Publié le 7 avril 2006

Après son Bac au Lycée Roland Garros, Sophie prend la direction de la métropole pour des hautes études en biologie. Elle poursuit jusqu’à la thèse et travaille pour de grands instituts de recherche dans plusieurs domaines : génétique animale, cancer du cerveau, maladies de la vigne. Elle est aujourd’hui mère de trois enfants et travaille à l’agroscope de Nyon en Suisse (l’équivalent de l’INRA en France), sur les mécanismes de résistance de différentes variétés de vignes au mildiou.

Sophie Godard
Sophie Nativel (de son nom de jeune fille) et sa petite famille au milieu d’un magnifique paysage suisse : cliquer sur la photo.

Racontez-nous votre parcours.

"Je suis originaire de la Plaine des cafres, fille unique de petits fonctionnaires.

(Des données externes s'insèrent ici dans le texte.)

PR #591, opened 2021-03-27
Refine code

Goooler:
## :page_facing_up: Context

Some code sections should be refined, could be replaced with properer ones.

## :pencil: Changes

- Remove redundant comma.
- Replace `?: ""` with `orEmpty()`.
- Add params with default value.
- Use `LiveData#Observe()` SAM syntax.
And more...
## :no_entry_sign: Breaking

No.

No functional changes
## :stopwatch: Next steps

N/A.

### DIFF
--- a/library/src/main/java/com/chuckerteam/chucker/internal/data/repository/HttpTransactionDatabaseRepository.kt
+++ b/library/src/main/java/com/chuckerteam/chucker/internal/data/repository/HttpTransactionDatabaseRepository.kt
@@ -4,11 +4,13 @@ import androidx.lifecycle.LiveData
 import com.chuckerteam.chucker.internal.data.entity.HttpTransaction
 import com.chuckerteam.chucker.internal.data.entity.HttpTransactionTuple
 import com.chuckerteam.chucker.internal.data.room.ChuckerDatabase
+import com.chuckerteam.chucker.internal.data.room.HttpTransactionDao
 import com.chuckerteam.chucker.internal.support.distinctUntilChanged
 
-internal class HttpTransactionDatabaseRepository(private val database: ChuckerDatabase) : HttpTransactionRepository {
+internal class HttpTransactionDatabaseRepository(database: ChuckerDatabase) :
+    HttpTransactionRepository {
 
-    private val transactionDao get() = database.transactionDao()
+    private val transactionDao: HttpTransactionDao = database.transactionDao
 
     override fun getFilteredTransactionTuples(code: String, path: String): LiveData<List<HttpTransactionTuple>> {
         val pathQuery = if (path.isNotEmpty()) "%$path%" else "%"
--- a/library/src/main/java/com/chuckerteam/chucker/internal/data/room/ChuckerDatabase.kt
+++ b/library/src/main/java/com/chuckerteam/chucker/internal/data/room/ChuckerDatabase.kt
@@ -9,7 +9,7 @@ import com.chuckerteam.chucker.internal.data.entity.HttpTransaction
 @Database(entities = [HttpTransaction::class], version = 6, exportSchema = false)
 internal abstract class ChuckerDatabase : RoomDatabase() {
 
-    abstract fun transactionDao(): HttpTransactionDao
+    abstract val transactionDao: HttpTransactionDao
 
     companion object {
         private const val OLD_DB_NAME = "chuck.db"
--- a/library/src/main/java/com/chuckerteam/chucker/internal/support/ContextExt.kt
+++ b/library/src/main/java/com/chuckerteam/chucker/internal/support/ContextExt.kt
@@ -6,17 +6,17 @@ import com.google.android.material.dialog.MaterialAlertDialogBuilder
 
 internal fun Context.showDialog(
     dialogData: DialogData,
-    onPositiveClick: (() -> Unit)?,
-    onNegativeClick: (() -> Unit)?
+    onPositiveClick: () -> Unit = {},
+    onNegativeClick: () -> Unit = {}
 ) {
     MaterialAlertDialogBuilder(this)
         .setTitle(dialogData.title)
         .setMessage(dialogData.message)
         .setPositiveButton(dialogData.positiveButtonText) { _, _ ->
-            onPositiveClick?.invoke()
+            onPositiveClick()
         }
         .setNegativeButton(dialogData.negativeButtonText) { _, _ ->
-            onNegativeClick?.invoke()
+            onNegativeClick()
         }
         .show()
 }
--- a/library/src/main/java/com/chuckerteam/chucker/internal/support/ContextExt.kt
+++ b/library/src/main/java/com/chuckerteam/chucker/internal/support/ContextExt.kt
@@ -6,17 +6,17 @@ import com.google.android.material.dialog.MaterialAlertDialogBuilder
 
 internal fun Context.showDialog(
     dialogData: DialogData,
-    onPositiveClick: () -> Unit = {},
-    onNegativeClick: () -> Unit = {}
+    onPositiveClick: (() -> Unit)? = null,
+    onNegativeClick: (() -> Unit)? = null
 ) {
     MaterialAlertDialogBuilder(this)
         .setTitle(dialogData.title)
         .setMessage(dialogData.message)
         .setPositiveButton(dialogData.positiveButtonText) { _, _ ->
-            onPositiveClick()
+            onPositiveClick?.invoke()
         }
         .setNegativeButton(dialogData.negativeButtonText) { _, _ ->
-            onNegativeClick()
+            onNegativeClick?.invoke()
         }
         .show()
 }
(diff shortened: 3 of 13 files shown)


MiSikora:
Please use our PR template and remove sections only if they are irrelevant to changes.

Goooler:
> Please use our PR template and remove sections only if they are irrelevant to changes.

Can you review it now ?

library/src/main/java/com/chuckerteam/chucker/internal/data/repository/HttpTransactionDatabaseRepository.kt
```diff
@@ -4,11 +4,13 @@ import androidx.lifecycle.LiveData
...
 import com.chuckerteam.chucker.internal.data.room.ChuckerDatabase
+import com.chuckerteam.chucker.internal.data.room.HttpTransactionDao
 import com.chuckerteam.chucker.internal.support.distinctUntilChanged
 
-internal class HttpTransactionDatabaseRepository(private val database: ChuckerDatabase) : HttpTransactionRepository {
+internal class HttpTransactionDatabaseRepository(database: ChuckerDatabase) :
+    HttpTransactionRepository {
 
-    private val transactionDao get() = database.transactionDao()
+    private val transactionDao: HttpTransactionDao = database.transactionDao
```
MiSikora, line 13: Why this change?

library/src/main/java/com/chuckerteam/chucker/internal/data/room/ChuckerDatabase.kt
```diff
@@ -9,7 +9,7 @@ import com.chuckerteam.chucker.internal.data.entity.HttpTransaction
 @Database(entities = [HttpTransaction::class], version = 6, exportSchema = false)
 internal abstract class ChuckerDatabase : RoomDatabase() {
 
-    abstract fun transactionDao(): HttpTransactionDao
+    abstract val transactionDao: HttpTransactionDao
```
MiSikora, line 12: Same here, why change this?

library/src/main/java/com/chuckerteam/chucker/internal/support/ContextExt.kt
```diff
@@ -6,17 +6,17 @@ import com.google.android.material.dialog.MaterialAlertDialogBuilder
 
 internal fun Context.showDialog(
     dialogData: DialogData,
-    onPositiveClick: (() -> Unit)?,
-    onNegativeClick: (() -> Unit)?
+    onPositiveClick: () -> Unit = {},
+    onNegativeClick: () -> Unit = {}
```
MiSikora, line 10: I'm ok with default arguments but why make them not nullable?

library/src/main/java/com/chuckerteam/chucker/internal/data/repository/HttpTransactionDatabaseRepository.kt
Goooler: Removed val on the `database` in consctructor, transactionDao can be initiallized directly when constructing.

library/src/main/java/com/chuckerteam/chucker/internal/data/room/ChuckerDatabase.kt
Goooler: Kotlin feature, use`val` replace `fun` in`interface` or `abstract class`.

library/src/main/java/com/chuckerteam/chucker/internal/data/repository/HttpTransactionDatabaseRepository.kt
MiSikora: Sorry, I don't get this response. Which constructor and which initialization do you have on mind? DAOs are lazy initialized and synchronized in Room.

library/src/main/java/com/chuckerteam/chucker/internal/data/room/ChuckerDatabase.kt
MiSikora: I don't know why would you like to change it. There is nothing wrong or unidiomatic with using a function.

library/src/main/java/com/chuckerteam/chucker/internal/support/ContextExt.kt
Goooler: If the arguments are nullable and with default value, look like `(() -> Unit)? = null`, it's chatty and not neat.

MiSikora: What's chatty and not neat and by which metric? Having nullable arguments saves object allocations.

library/src/main/java/com/chuckerteam/chucker/internal/data/repository/HttpTransactionDatabaseRepository.kt
Goooler: image
Here, `database` is just a injected param only provide `dao` for `transactionDao`

library/src/main/java/com/chuckerteam/chucker/internal/data/room/ChuckerDatabase.kt
Goooler: Yeah, behaves in the same way. But I think use a field instead of function here is more graceful.

library/src/main/java/com/chuckerteam/chucker/internal/data/repository/HttpTransactionDatabaseRepository.kt
MiSikora: Ah, thanks. Didn't catch that. Why would it be a problem to keep a reference to the database instead of DAO?

library/src/main/java/com/chuckerteam/chucker/internal/support/ContextExt.kt
Goooler: Ok, for needing not to allocate objects, I will change them to nullable.

library/src/main/java/com/chuckerteam/chucker/internal/data/room/ChuckerDatabase.kt
MiSikora: This is just opinion based. I don't mind the output code but I don't like to change the code just for cosmetic changes when there are no objective indicators to do so.

library/src/main/java/com/chuckerteam/chucker/internal/data/repository/HttpTransactionDatabaseRepository.kt
Goooler: `database` just used to provide `dao` for `transactionDao`, we can remove the reference after constructor for min visibility.

library/src/main/java/com/chuckerteam/chucker/internal/data/room/ChuckerDatabase.kt
Goooler: Another reason, for Java code to access it, we usually use `getTransactionDao()`, but in Kotlin we are suggested to use `transactionDao`. What I modified can be more compatible with Java and Kotlin.

MiSikora: This would be true, if this class was exposed. Don't get me wrong, I'm not requesting for you to change it back to a function but it is not something that refines the code. It is just formatting it according to personal preferences.

library/src/main/java/com/chuckerteam/chucker/internal/data/repository/HttpTransactionDatabaseRepository.kt
MiSikora: Visibility is still the same. `HttpTransactionDatabaseRepository` has access to database anyway. More meaningful would be to pass DAO as a constructor parameter.

vbuberen:
After looking at changes in this PR I see that most things changed are just opinion based, not something really meaningful and really that better/worse depends on someone's preference. 
While shortcut feature was a real enhancement this PR looks like some change just for the sake of change.

@Goooler I would like to ask you to stop doing such PRs, since the value of it is quite questionable (like dependencies update a few days ago or changing callbacks from nullable to not-nullable to only return it back later in the same PR.

library/src/main/java/com/chuckerteam/chucker/internal/data/repository/HttpTransactionDatabaseRepository.kt
Goooler: Yeah, it's only duty is as a constructor parameter, should not let other functions to access.

Goooler:
@vbuberen Thanks for your patience.

MiSikora:
For the reasons mentioned by @vbuberen with which I agree. I'm going to close this PR. These changes feel mostly opinionated without a lot of substance. Don't feel refrained from making PRs, but next time maybe try with issues from the backlog and not only cosmetic changes. Also, if you have ideas it is usually better to start with an issue.

Goooler:
> For the reasons mentioned by @vbuberen with which I agree, I'm going to close this PR. These changes feel mostly opinionated without a lot of substance. Don't feel refrained from making PRs, but next time maybe try with issues from the backlog and not only cosmetic changes. Also, if you have ideas it is usually better to start with an issue so we can talk it through.

Thanks for your patience.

J’ai quitté l’île après le Bac, un peu naturellement pour suivre des études. Je suis arrivé en métropole en 1989 pour deux ans de classes préparatoires bio au Lycée Sainte Geneviève à Versailles. J’étais interne, ce qui a sans doute facilité mon intégration. Puis j’ai été admise à l’ENSAR, l’école Nationale Supérieures d’Agronomie de Rennes. J’ai passé trois ans en Bretagne, ce qui m’a permis de découvrir cette région magnifique. En 1993, j’ai suivi en même temps que ma dernière année d’Agronomie, un DEA à l’université de Rennes. En 1994, j’ai obtenu mon diplôme, je me suis mariée et j’ai commencé ma thèse".

Et ensuite ?

"De 1994 à 1998, j’ai coutume de dire que j’ai fait une thèse et deux enfants. J’ai travaillé à l’INRA de Jouy en Josas sur un projet de cartographie du génome du cheval. J’ai beaucoup aimé cette période intense de stimulation intellectuelle et de travail, mais après avoir profité en couple de Paris, nous ne souhaitions pas nous établir en région parisienne avec des enfants. J’aurais souhaité rentrer à la Réunion à cette époque, mais après avoir prospecté à l’occasion de vacances, mon mari et moi n’avons pas trouvé de perspectives d’emplois, dans nos domaines respectifs".

Qu’avez-vous fait ?

"Mon mari étant franco-suisse, nous avons eu l’opportunité de venir nous installer près de la Suisse. En 1999, nous nous sommes installés près de Genève, mais coté français. J’ai fait un premier postdoc à l’hôpital de Lausanne, sur la classification de tumeurs du cerveau. J’y ai travaillé trois ans, jusqu’à la naissance de mon fils, fin 2002. Aujourd’hui, je travaille pour quatre ans sur un projet de recherche à l’agroscope de Changins, à Nyon en Suisse (un peu l’équivalent de l’INRA en France). Nous étudions les mécanismes de résistance de différentes variétés de vignes au mildiou".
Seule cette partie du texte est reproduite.